Input/Output Redirection
# Redirect stdout to file
echo "Hello" > output.txt
# Append to file
echo "World" >> output.txt
# Redirect stderr
command 2> errors.txt
# Redirect both stdout and stderr
command > output.txt 2>&1
# Redirect to null (discard)
command > /dev/null 2>&1
# Here document
cat << EOF
This is a
multi-line
string
EOF
System Programming with C
Process Information
#include <stdio.h>
#include <unistd.h>
#include <sys/resource.h>
int main() {
printf("PID: %d\n", getpid());
printf("Parent PID: %d\n", getppid());
printf("User ID: %d\n", getuid());
printf("Group ID: %d\n", getgid());
// Get resource limits
struct rlimit limit;
getrlimit(RLIMIT_NOFILE, &limit);
printf("Max open files: %ld\n", limit.rlim_cur);
return 0;
}
Environment Variables
#include <stdio.h>
#include <stdlib.h>
extern char **environ;
int main() {
// Get specific variable
char *path = getenv("PATH");
printf("PATH: %s\n", path);
// Set variable
setenv("MY_VAR", "Hello", 1);
printf("MY_VAR: %s\n", getenv("MY_VAR"));
// Print all environment variables
for (char **env = environ; *env != NULL; env++) {
printf("%s\n", *env);
}
return 0;
}
Working with /proc
#include <stdio.h>
#include <stdlib.h>
int main() {
// Read process status
char path[256];
snprintf(path, sizeof(path), "/proc/%d/status", getpid());
FILE *f = fopen(path, "r");
if (!f) {
perror("fopen");
return 1;
}
char line[256];
while (fgets(line, sizeof(line), f)) {
printf("%s", line);
}
fclose(f);
return 0;
}
Key Concepts
- System calls are the kernel interface for user programs
- fork() creates child processes
- exec() replaces process image
- Signals are asynchronous notifications
- IPC mechanisms: pipes, FIFOs, shared memory, sockets
- Shell scripts automate tasks using bash
- File descriptors 0, 1, 2 are stdin, stdout, stderr
- /proc filesystem provides process information
Common Mistakes
- Not checking return values - System calls can fail
- Zombie processes - Forgetting to wait() for children
- Resource leaks - Not closing file descriptors
- Race conditions - Signals can interrupt execution
- Quoting in bash - Not quoting variables with spaces
- Assuming success - Commands can fail silently
- Hardcoded paths - Use variables for portability
Debugging Tips
- Use strace - Trace system calls:
strace ./program - Check errno -
perror()explains errors - Use bash -x - Debug shell scripts:
bash -x script.sh - Read man pages -
man 2 fork,man 3 printf - ShellCheck - Lint tool for bash scripts
- GDB for C - Debug system programs
- Check logs -
/var/logfor system issues
Mini Exercises
- Write program that forks and executes
ls - Create pipe between parent and child processes
- Implement signal handler for SIGINT and SIGTERM
- Write shell script to backup directory
- Create shared memory between two processes
- Write script to monitor disk usage
- Implement simple shell (read commands, execute)
- Create daemon process
- Write script to rotate log files
- Implement process pool with fork
Review Questions
- What's the difference between fork() and exec()?

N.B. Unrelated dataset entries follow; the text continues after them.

PR #3032, opened 2018-10-30
allow filtering for limits that are on all projects or all scopes and…

grosser:
… disable seperator

 - before "All" just showed all projects/scopes but not "where project is all"
 - searching for no scope would match the `----` option and show that which was ugly

@zendesk/bre @zendesk/compute 

screen shot 2018-10-30 at 2 14 25 pm

### DIFF
--- a/app/models/environment.rb
+++ b/app/models/environment.rb
@@ -17,7 +17,7 @@ class Environment < ActiveRecord::Base
   def self.env_deploy_group_array(include_all: true)
     all = include_all ? [["All", nil]] : []
     envs = Environment.all.map { |env| [env.name, "Environment-#{env.id}"] }
-    separator = [["----", nil]]
+    separator = [["----", "disabled", {disabled: true}]]
     deploy_groups = DeployGroup.all.sort_by(&:natural_order).map { |dg| [dg.name, "DeployGroup-#{dg.id}"] }
     all + envs + separator + deploy_groups
   end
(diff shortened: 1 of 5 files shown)


app/models/environment.rb
```diff
@@ -17,7 +17,7 @@ class Environment < ActiveRecord::Base
   def self.env_deploy_group_array(include_all: true)
     all = include_all ? [["All", nil]] : []
     envs = Environment.all.map { |env| [env.name, "Environment-#{env.id}"] }
-    separator = [["----", nil]]
+    separator = [["----", "disabled", {disabled: "disabled"}]]
```
adammw: does `class: 'divider'` work?

plugins/kubernetes/app/views/kubernetes/usage_limits/index.html.erb
```diff
@@ -4,8 +4,8 @@
   <%= page_title "Kubernetes Limits" %>
 
   <%= search_form do %>
-    <%= search_select :project_id, [['All', '']] + @projects.map { |p| [p.name, p.id] }, live: true, size: 3 %>
-    <%= search_select :scope_type_and_id, @env_deploy_group_array, live: true, size: 3, label: "Scope" %>
+    <%= search_select :project_id, [['All', 'all']] + @projects.map { |p| [p.name, p.id] }, live: true, size: 3 %>
```
adammw: maybe make 'all' a constant and less likely to collide with a real id (or are id's numeric)?

grosser:
added

adammw (approved):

- What are the standard file descriptors (0, 1, 2)?
- How do pipes work?
- What happens when you don't wait() for child processes?
- How do you redirect stderr in bash?
Reference Checklist
By the end of this chapter, you should be able to:
- Use Linux system calls (open, read, write, close)
- Create and manage processes with fork() and exec()
- Handle signals in C programs
- Use IPC mechanisms (pipes, shared memory)
- Work with file system APIs
- Write bash scripts with variables and loops
- Handle errors in shell scripts
- Use command-line arguments in scripts
- Understand process management
- Debug system programs with strace
Next Steps
With Linux system programming skills, the next chapter explores Linux kernel modules. You'll learn how to write kernel code that runs as loadable modules, interact with kernel APIs, and extend Linux kernel functionality.
Key Takeaway: Linux provides powerful system programming APIs through system calls. Combined with shell scripting, you can build robust system tools, automate tasks, and create complex applications that interact deeply with the operating system.